YOUR INSTRUCTIONS
Show each line in the listing below that contains the word "function".
■ ■ ■ ■
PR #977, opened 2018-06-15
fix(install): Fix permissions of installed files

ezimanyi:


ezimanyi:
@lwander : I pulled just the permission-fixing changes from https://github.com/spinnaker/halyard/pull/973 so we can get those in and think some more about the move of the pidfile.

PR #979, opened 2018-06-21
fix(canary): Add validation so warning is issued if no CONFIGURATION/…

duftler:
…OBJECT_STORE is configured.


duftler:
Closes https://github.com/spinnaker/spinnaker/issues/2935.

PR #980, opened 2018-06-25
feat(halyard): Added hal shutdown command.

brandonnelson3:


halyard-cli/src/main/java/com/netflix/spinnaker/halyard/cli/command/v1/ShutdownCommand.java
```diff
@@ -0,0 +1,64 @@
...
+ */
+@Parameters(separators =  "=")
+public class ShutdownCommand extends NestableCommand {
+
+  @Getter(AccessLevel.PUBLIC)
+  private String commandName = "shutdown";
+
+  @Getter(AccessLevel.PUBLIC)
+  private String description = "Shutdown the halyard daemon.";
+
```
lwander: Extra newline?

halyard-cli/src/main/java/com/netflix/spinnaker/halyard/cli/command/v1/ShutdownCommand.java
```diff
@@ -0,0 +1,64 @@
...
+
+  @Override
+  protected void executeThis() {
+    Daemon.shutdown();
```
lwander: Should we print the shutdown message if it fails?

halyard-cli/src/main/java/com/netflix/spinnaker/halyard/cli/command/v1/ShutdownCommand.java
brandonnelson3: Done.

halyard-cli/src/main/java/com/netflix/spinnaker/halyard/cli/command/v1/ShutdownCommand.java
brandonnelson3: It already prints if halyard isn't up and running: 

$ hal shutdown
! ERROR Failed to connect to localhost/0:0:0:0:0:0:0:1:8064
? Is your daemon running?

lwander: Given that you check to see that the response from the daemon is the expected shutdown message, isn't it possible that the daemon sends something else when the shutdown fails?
■ ■ ■ ■
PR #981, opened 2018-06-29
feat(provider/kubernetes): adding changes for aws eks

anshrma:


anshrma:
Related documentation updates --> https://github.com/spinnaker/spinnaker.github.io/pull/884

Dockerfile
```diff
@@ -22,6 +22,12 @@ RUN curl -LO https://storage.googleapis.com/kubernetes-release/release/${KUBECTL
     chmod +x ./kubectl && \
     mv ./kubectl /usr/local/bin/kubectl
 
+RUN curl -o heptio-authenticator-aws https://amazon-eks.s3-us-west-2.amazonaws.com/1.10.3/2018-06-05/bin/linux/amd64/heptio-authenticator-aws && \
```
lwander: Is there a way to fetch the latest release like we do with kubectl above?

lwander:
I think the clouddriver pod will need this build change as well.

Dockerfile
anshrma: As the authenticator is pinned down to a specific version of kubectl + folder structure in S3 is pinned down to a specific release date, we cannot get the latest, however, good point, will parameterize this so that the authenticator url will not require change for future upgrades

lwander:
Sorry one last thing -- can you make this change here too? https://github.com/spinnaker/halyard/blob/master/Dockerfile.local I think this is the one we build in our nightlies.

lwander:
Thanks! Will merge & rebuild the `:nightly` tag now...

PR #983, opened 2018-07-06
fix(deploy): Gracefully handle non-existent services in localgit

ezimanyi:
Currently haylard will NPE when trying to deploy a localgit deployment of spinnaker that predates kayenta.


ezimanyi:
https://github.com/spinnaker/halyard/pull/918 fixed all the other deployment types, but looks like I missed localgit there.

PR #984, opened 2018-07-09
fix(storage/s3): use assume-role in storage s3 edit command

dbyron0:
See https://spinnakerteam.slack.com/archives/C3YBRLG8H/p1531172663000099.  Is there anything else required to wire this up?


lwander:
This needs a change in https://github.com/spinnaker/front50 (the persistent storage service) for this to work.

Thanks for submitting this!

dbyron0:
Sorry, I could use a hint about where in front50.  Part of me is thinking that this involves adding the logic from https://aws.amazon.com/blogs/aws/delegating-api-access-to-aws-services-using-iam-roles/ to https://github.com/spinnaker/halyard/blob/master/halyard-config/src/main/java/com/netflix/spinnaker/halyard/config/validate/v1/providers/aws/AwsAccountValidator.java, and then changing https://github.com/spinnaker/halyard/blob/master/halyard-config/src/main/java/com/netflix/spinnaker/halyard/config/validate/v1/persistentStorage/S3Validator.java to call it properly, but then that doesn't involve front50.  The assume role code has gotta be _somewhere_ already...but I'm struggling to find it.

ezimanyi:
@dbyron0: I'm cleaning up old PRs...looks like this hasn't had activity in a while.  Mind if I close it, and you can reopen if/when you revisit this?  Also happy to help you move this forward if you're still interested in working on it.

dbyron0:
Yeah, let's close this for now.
■ ■ ■ ■
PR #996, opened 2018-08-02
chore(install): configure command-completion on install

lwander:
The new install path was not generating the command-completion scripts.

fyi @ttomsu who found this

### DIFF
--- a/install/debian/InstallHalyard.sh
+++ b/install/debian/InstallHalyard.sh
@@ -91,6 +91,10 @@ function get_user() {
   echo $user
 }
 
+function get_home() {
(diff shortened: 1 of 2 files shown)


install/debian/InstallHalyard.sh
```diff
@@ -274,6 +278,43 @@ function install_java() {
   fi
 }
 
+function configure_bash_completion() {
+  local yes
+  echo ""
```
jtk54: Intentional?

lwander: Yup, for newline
■ ■ ■ ■
WRITTEN RESPONSE
@@ -91,6 +91,10 @@ function get_user() {
+function get_home() {
@@ -274,6 +278,43 @@ function install_java() {
+function configure_bash_completion() {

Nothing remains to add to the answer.